The interracial democracy of Reconstruction was overthrown not just by domestic terror in the postwar South perpetrated by the Ku Klux Klan and similar racist groups, but also by a series of reactionary judicial decisions rendered by the Supreme Court in cases such as United States v. Cruikshank (1876) that let the perpetrators of one of the worst racial massacres in the South go scot-free, the Civil Rights Cases (1883) that allowed the rise of racial segregation, and Williams v. Mississippi (1898) that allowed southern states to disfranchise Black men using legal subterfuge in violation of the 15th Amendment.

Using states’ rights reasoning of “state action” and the state’s “police powers,” the Supreme Court left Black Americans to the tender mercies of ex-Confederates, who inaugurated a regime of disenfranchisement, Jim Crow, convict lease labor, debt peonage (which it finally outlawed in 1905) and racial terror. The court also never implemented the provision of the 14th Amendment that would make southern states suffer a loss of representation in Congress for disfranchising Black voters. This is another sleeping giant in the 14th Amendment that can be activated against states with voter suppression laws today.

Only relatively recently has the Supreme Court upheld the equal protections of the 14thAmendment to dismantle Jim Crow and establish gay marriage and reproductive rights for women. But the right-wing majority in the Supreme Court has been steadily walking back those decisions and acting true to historical form in emasculating voting and reproductive rights. The Supreme Court reversed Roe v. Wade (1973), the right to privacy derived from the 14th Amendment, in Dobbs v. Jackson Women’s Health Organization (2022) and kneecapped the Voting Rights Act of 1965 enforcing the 14th and 15th amendments in Shelby County v. Holder (2013).

It seems the court develops political qualms in enforcing the Constitution only when the fate of American democracy is at stake. With its approval ratings at a historic low, SCOTUS, instead of correcting course, has adhered to the mostly dismal historical record of the Reconstruction-era Supreme Court.

There is not substantial case law regarding Section 3, precisely because the country has not been subject to violent domestic insurrections since the slaveholders’ rebellion. Just as the 14th Amendment’s equal protection clause for freed people was misused by the courts during the Gilded Age to protect corporations from government regulation, the only time Sec3 was implemented was when it was misused against Socialist Party representative Victor Berger, who opposed the First World War.
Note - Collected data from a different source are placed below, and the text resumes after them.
PR #6598, opened 2025-01-24
Emit vars even if provider data is empty from the start

swiatekm:
## What does this PR do?

We only signal from providers if the emitted data is different from the current state. This caused a bug where the data wasn't ever emitted if it was empty. The provider controller now distinguishes between no data (yet) and empty data. As a result, it's again possible to effectively disable all providers by using a local provider with no data.

This is a regression caused by https://github.com/elastic/elastic-agent/pull/6114. It doesn't apply to the main and 8.x branches due to https://github.com/elastic/elastic-agent/pull/6169 refactoring provider initialization in those.

## Why is it important?

Fixes a regression where agent wouldn't generate any configuration if the only enabled context providers only emitted empty data. This is something users do if they want to effectively disable providers.

## Checklist

### DIFF
--- a/changelog/fragments/1737735780-fix-empty-provider-data.yaml
+++ b/changelog/fragments/1737735780-fix-empty-provider-data.yaml
@@ -1,0 +1,32 @@
+# Kind can be one of:
+# - breaking-change: a change to previously-documented behavior
+# - deprecation: functionality that is being removed in a later release
+# - bug-fix: fixes a problem in a previous version
+# - enhancement: extends functionality but does not break or fix existing behavior
+# - feature: new functionality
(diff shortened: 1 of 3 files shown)


blakerouse (approved):
Nice catch. Looks good.

swiatekm:
> Nice catch. Looks good.

On a related note, should we make it possible to run agent with all providers disabled? I think https://github.com/elastic/elastic-agent/pull/6169 effectively achieves that, but I'm not sure if intentionally or not.

michalpristas (approved):

blakerouse:
@swiatekm it was intentional, a requirement of not having any variables.

PR #6611, opened 2025-01-27
Integration tests: use the mage target to get agent version

pazone:
## What does this PR do?
The way how we defined the agent version for integration tests wasn't reliable. It works correctly on the main branch but might work incorrectly on 8.17. That blocks the backports to [8.17](https://github.com/elastic/elastic-agent/pull/6323) and [8.16](https://github.com/elastic/elastic-agent/pull/6325). The new approach utilizes version.go which is automatically updated. 
* Created the `printVersion` target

Berger’s lawyer wrongly argued that Sec 3 had been repealed by the Amnesty Acts of 1872 and 1898 that pardoned all ex-Confederates, as if it were formulated only for them. While Berger was ultimately vindicated and got to serve in the House of Representatives, everyone acknowledges that Section 3 of the 14th Amendment is a binding, enforceable part of the Constitution.

But just as it has gutted the protections and provisions of the 14th Amendment in the past, the Supreme Court has now rendered ineffectual its one provision that could prevent the overthrow of the American republic.